GSA Annual Meeting in Denver, Colorado, USA - 2016

Paper No. 300-3
Presentation Time: 2:05 PM


LEDFORD, Sarah H.1, PRICE, Jacob R.2, RYAN, Michael2, PEREZ, Lin B.3, SALES, Christopher M.2 and TORAN, Laura1, (1)Department of Earth and Environmental Science, Temple University, 1901 N. 13th St, Philadelphia, PA 19122, (2)Department of Civil, Architectural and Environmental Engineering, Drexel University, 3141 Chestnut St, Philadelphia, PA 19104, (3)Patrick Center for Environmental Research, The Academy of Natural Sciences of Drexel University, 1900 Benjamin Franklin Parkway, Philadelphia, PA 19103,

Assessment of sewage effluent discharge on urban streams has focused on the impact increases in nutrients has on photosynthetic autotroph productivity and subsequent river eutrophication. However, another potential tracer is shifts in microbial communities, which have the potential to specifically track human fecal sources pre- and post-plant effluent discharges. To evaluate this, grab samples were collected on two dates in May 2016 along the Wissahickon Creek, an urban stream outside Philadelphia, PA. Samples were collected above and below the discharge to the Creek of two wastewater treatment plants (WWTPs), and along one of its tributaries. These samples were chemically evaluated using IC, ICP-OES, and spectrophotography for inorganic dissolved constituents. To characterize the impact of wastewater effluent outflows on microbial communities, whole genomic DNA was extracted from these samples and subjected to real-time quantitative PCR (q-PCR) targeting human-associated bacteria and Targeted Amplicon Sequencing (TAS) on an Illumina MiSeq sequencer. Surface water below effluent discharge showed an order of magnitude increase in nitrate, up to 2.5 mg N/L, with decreases in concentration between the WWTPs indicating nutrient removal.

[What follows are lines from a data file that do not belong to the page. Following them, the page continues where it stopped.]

PR #10692, opened 2022-04-08
fix instanced rendering issue by joint index

hana-alice:
Re: cocos-creator/3d-tasks#

Changelog:
 *


hana-alice:
https://github.com/cocos/3d-tasks/issues/11804

minggo (approved):

PR #10709, opened 2022-04-09
Fix native module override

pandamicro:
caused by [#10643](https://github.com/cocos-creator/engine/issues/10643)


pandamicro:
ESLint ci fail is a ci bug, can be ignored

minggo (approved):

Issue #10710, opened 2022-04-09
Design flaw, conflicts between initializing the default platform and creating a custom platform


qiuguohua:
If a platform is customized, the getplatform interface returns a pointer to the default platform, which is an error

qiuguohua:
This is a design defect and a bug. At present, the platform is placed in main, so that developers can customize some interfaces and expand existing interfaces by inheriting and overloading.

However, when users do it through inheritance, it will conflict with the platform created by default. This was not taken into account at that time

PR #10711, opened 2022-04-09
Design flaw, conflicts between initializing the default platform and …

qiuguohua:
https://github.com/cocos/cocos-engine/issues/10710

### DIFF
--- a/native/cocos/platform/BasePlatform.cpp
+++ b/native/cocos/platform/BasePlatform.cpp
@@ -43,10 +43,18 @@
 #endif
 
 namespace cc {
-BasePlatform::BasePlatform()  = default;
-BasePlatform::~BasePlatform() = default;
+BasePlatform* BasePlatform::_currentPlatform = nullptr;
 
-BasePlatform* BasePlatform::getPlatform() {
+BasePlatform::BasePlatform() {
+    CCASSERT(_currentPlatform == nullptr, "The platform has been initialized, only one platform can be initialized");
+    _currentPlatform = this;
+}
+
+BasePlatform::~BasePlatform() {
+    _currentPlatform = nullptr;
+}
+
+BasePlatform* BasePlatform::createDefaultPlatform() {
 #if defined(CC_SERVER_MODE)
     static EmptyPlatform platform;
 #elif (CC_PLATFORM == CC_PLATFORM_WINDOWS)
@@ -66,4 +74,14 @@ BasePlatform* BasePlatform::getPlatform() {
 #endif
     return &platform;
 }
+
+BasePlatform* BasePlatform::getPlatform() {
+    if (_currentPlatform) {
+        return _currentPlatform;
+    }
+    createDefaultPlatform();
+    CCASSERT(_currentPlatform != nullptr, "Need to point to the current platform");
+    return _currentPlatform;
+}
+
 } // namespace cc
--- a/native/cocos/platform/BasePlatform.h
+++ b/native/cocos/platform/BasePlatform.h
@@ -155,6 +155,8 @@ public:
     }
 
 private:
+    static BasePlatform* createDefaultPlatform();
+    static BasePlatform* _currentPlatform;
     std::vector<OSInterface::Ptr> _osInterfaces;
     CC_DISABLE_COPY_AND_MOVE_SEMANTICS(BasePlatform);
 };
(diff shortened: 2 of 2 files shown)


native/cocos/platform/BasePlatform.cpp
```diff
@@ -43,10 +43,18 @@
...
+    _currentPlatform = this;
+}
+
+BasePlatform::~BasePlatform() {
+    _currentPlatform = nullptr;
+}
+
+BasePlatform* BasePlatform::createDefaultPlatform() {
 #if defined(CC_SERVER_MODE)
     static EmptyPlatform platform;
```
timlyeee, line 59: So customize platform is not allowed in Server mode ?

native/cocos/platform/BasePlatform.cpp
```diff
@@ -43,10 +43,18 @@
...
+BasePlatform::BasePlatform() {
+    CCASSERT(_currentPlatform == nullptr, "The platform has been initialized, only one platform can be initialized");
+    _currentPlatform = this;
+}
+
+BasePlatform::~BasePlatform() {
+    _currentPlatform = nullptr;
+}
+
+BasePlatform* BasePlatform::createDefaultPlatform() {
```
timlyeee, line 57: void BasePlatform::createDefaultPlatform;

might be better as no where use it.

timlyeee (changes requested):

native/cocos/platform/BasePlatform.cpp
```diff
@@ -66,4 +74,14 @@ BasePlatform* BasePlatform::getPlatform() {
 #endif
     return &platform;
 }
-} // namespace cc
\ No newline at end of file
+
+BasePlatform* BasePlatform::getPlatform() {
```
minggo, line 78: getPlatform -> getInstance the same rule as other module.

native/cocos/platform/BasePlatform.cpp
```diff
@@ -66,4 +74,14 @@ BasePlatform* BasePlatform::getPlatform() {
...
+    if (_currentPlatform) {
+        return _currentPlatform;
+    }
+    createDefaultPlatform();
```
minggo, line 82: Is `createDefaultPlatform ` needed?

qiuguohua: Yes, this is to work with developers using custom platforms.
At the template layer users can use:
```
class  CustomMacPlatform : public MacPlatform {
public:
     int run() override;
}
```
in the main function：
```
int main( ) {
     CustomMacPlatform platform;
     platform.init();
     return platform.start();
}
```

native/cocos/platform/BasePlatform.cpp
qiuguohua: getPlatform is a static member method, and getInterface is an ordinary member method. Two are not the same. Most of the time, the interface is obtained through the engine, reducing the direct dependence on the platform

native/cocos/platform/BasePlatform.cpp
qiuguohua: Yes here, but better is to assign to currentPlatform. But because of the assignment in the constructor (to avoid letting the user set it). It feels hard to understand here. In fact, is it okay for me to assign a value here, although there is redundancy？

qiuguohua: This will not be modified, it will be strange if the inside of this function is modified. Let's see how this place is handled

native/cocos/platform/BasePlatform.cpp
minggo: In cocos, always use getInstance to get singleton object.

native/cocos/platform/BasePlatform.cpp
minggo: It is a private static function, what's the relationship with developer's codes?

qiuguohua: If the user needs to extend the platform function, there is no need to create it internally

native/cocos/platform/BasePlatform.cpp
qiuguohua: Don't have to use this method? Wouldn't it be better to use more direct semantics? Or change to getCurrentPlatform?

minggo: getInstance has the meaning to get a singleton object.

minggo (approved):

PR #10712, opened 2022-04-09
V3.5.0  Distribute touch events independently

qiuguohua:
https://github.com/cocos/cocos-engine/issues/10677


minggo (approved):

dumganhar:
What does this PR resolve for?

qiuguohua:
> What does this PR resolve for?

The touch events mentioned earlier need to be sent separately. May affect the performance of touch events

dumganhar:
If it's relevant to performance, do you mean that all OSEvent types need to be dynamic_cast to its sub type?
```c++
    template <typename T>
    std::enable_if_t<std::is_base_of<cc::OSEvent, T>::value, const T &> static castEvent(const cc::OSEvent &ev) {
        const T &evDetail = dynamic_cast<const T &>(ev);  // I think here we could use static_cast for the conversion since we have already checked event type before calling castEvent
        return std::move(evDetail);
    }
```

If touch event needs to be handled like this, how about other events, e.g. MouseEvent which will be triggered frequently.

dumganhar:
And please update the PR title, the title `V3.5.0 touch` is confused.

qiuguohua:
> If it's relevant to performance, do you mean that all OSEvent types need to be dynamic_cast to its sub type?

I feel that it should be mixed with other events to cause the touch event to be too late to process
Should be in embedded devices, this situation is more obvious? Shouldn't this be the case on a computer?

qiuguohua:
> And please update the PR title, the title V3.5.0 touch is confused.

Okay, I'm in a hurry. I mentioned it in the issue above

dumganhar (approved):

PR #10713, opened 2022-04-09
fix the performance issue caused by texture mipmap

yiwenxue:
Re: cocos-creator/3d-tasks#

Changelog:
 * 

The default mipmap level range of `Texture2D` and `TextureCube` was [0, 1), which caused a serious performance issue.
This pr changed it so that all mipmaps will be included by default.

### DIFF
--- a/cocos/core/assets/simple-texture.ts
+++ b/cocos/core/assets/simple-texture.ts
@@ -76,7 +76,7 @@ export class SimpleTexture extends TextureBase {
     private _textureHeight = 0;
 
     protected _baseLevel = 0;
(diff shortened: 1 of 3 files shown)


minggo:
Does it fix the performance issue?

yiwenxue:
> Does it fix the performance issue?

I did a simple test on windows (Vulkan and GLES3), but I didn't find any significant improvement. It's weird.

star-e (approved):

yiwenxue:
@cocos-robot run test cases

minggo (approved):

PR #10716, opened 2022-04-10
bypass the bug that vulkan destroys resources that are still in use.

yiwenxue:
Re: cocos-creator/3d-tasks#11829

Changelog:
 * 

This pr bypass the bug that Vulkan destroys resources that are still in use. If the pointer to the texture view equals the pointer to the previous one, the descriptor will not be updated. So creating a new resource before destroying the old one will solve the problem. It is a temporary solution.

### DIFF
--- a/cocos/core/assets/simple-texture.ts
+++ b/cocos/core/assets/simple-texture.ts
@@ -226,8 +226,11 @@ export class SimpleTexture extends TextureBase {
         if (!device) {
             return;
         }
+        // create a new texture view before the destruction of the previous one to bypass the bug that
+        // vulkan destroys textureview in use. This is a temporary solution, should be fixed later.
+        const textureView = this._createTextureView(device);
         this._tryDestroyTextureView();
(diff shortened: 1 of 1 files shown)


yiwenxue:
@cocos-robot run test cases

cocos/core/assets/simple-texture.ts
```diff
@@ -226,8 +226,11 @@ export class SimpleTexture extends TextureBase {
         if (!device) {
             return;
         }
+        // create a new texture view before the destruction of the previous one to bypass the bug that
+        // vulkan destroys textureview in use. This is a temporary solution, should be fixed later.
+        const textureView = this._createTextureView(device);
```
star-e, line 231: Since_createTextureView now can be null, public getGFXTexture () will return null.
Is this correct behabior?

star-e (approved):

minggo (approved):

PR #10722, opened 2022-04-11
Fixed: Return type of `set` is `any` in vec3 and some types

k8w:
Re: cocos-creator/3d-tasks#

Changelog:
 * Fixed: Return type of `set` method is `any` in `Vec2` `Vec3` `Vec4` `Quat` `Mat3` and `Mat4`


pandamicro (approved):

pandamicro:
Thanks, it will be released with v3.5

PR #10728, opened 2022-04-11
The instantiation of animation graph should be done at loading phase

shrinktofit:
Re: cocos-creator/3d-tasks#

Changelog:
 *

### DIFF
--- a/cocos/core/animation/marionette/animation-controller.ts
+++ b/cocos/core/animation/marionette/animation-controller.ts
@@ -37,7 +37,7 @@ export class AnimationController extends Component {
 
     private _graphEval: AnimationGraphEval | null = null;
 
-    public start () {
+    public onLoad () {
         if (this.graph) {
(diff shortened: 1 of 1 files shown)


cocos/core/animation/marionette/animation-controller.ts
```diff
@@ -37,7 +37,7 @@ export class AnimationController extends Component {
 
     private _graphEval: AnimationGraphEval | null = null;
 
-    public start () {
+    public onLoad () {
```
SantyWang: What's problem if it's in start phase

shrinktofit: Many applications invoke animation controller API at their start method.

SantyWang (approved):

cocos/core/animation/marionette/animation-controller.ts
SantyWang: User maybe invoke these API  in `onLoad` method, so `__preload` seems better

Issue #10740, opened 2022-04-12
Delete redundant files related to QNX


qiuguohua:
Delete QNX template directory(engine\native\templates\qnx)

The qnx platform has been removed in v3.5, this file is not used, so it can be deleted without affecting any functionality

PR #10741, opened 2022-04-12
Delete qnx related redundant files

qiuguohua:
The qnx platform has been removed in v3.5, this file is not used, so it can be deleted without affecting any functionality


qiuguohua:
https://github.com/cocos/cocos-engine/issues/10740

minggo (approved):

Total dissolved P and soluble reactive PO4 increased below WWTPs, but concentrations in the tributary are double that in the main stem, increasing from 0.15 mg P/L to 0.3 mg P/L. q-PCR results indicated that microbes associated with human fecal sources were found in higher abundance at sites immediately downstream of effluent sources, in comparison to samples collected immediately upstream. Increases of 1 to 2 orders of magnitude were observed indicating that these outflows contributed a substantial quantity of bacterial mass to the receiving stream. To complement these findings, TAS targeting bacterial 16s rRNA is currently being performed to determine the bacterial community present in the samples. Combining water chemistry with biological indicators and tools from molecular ecology reveals more clearly the impact treated sewage effluent has on water quality. The use of such multi-faceted approaches to assess water quality, and changes therein, is especially important if receiving waters are used for human recreation or have been subject to preservation efforts.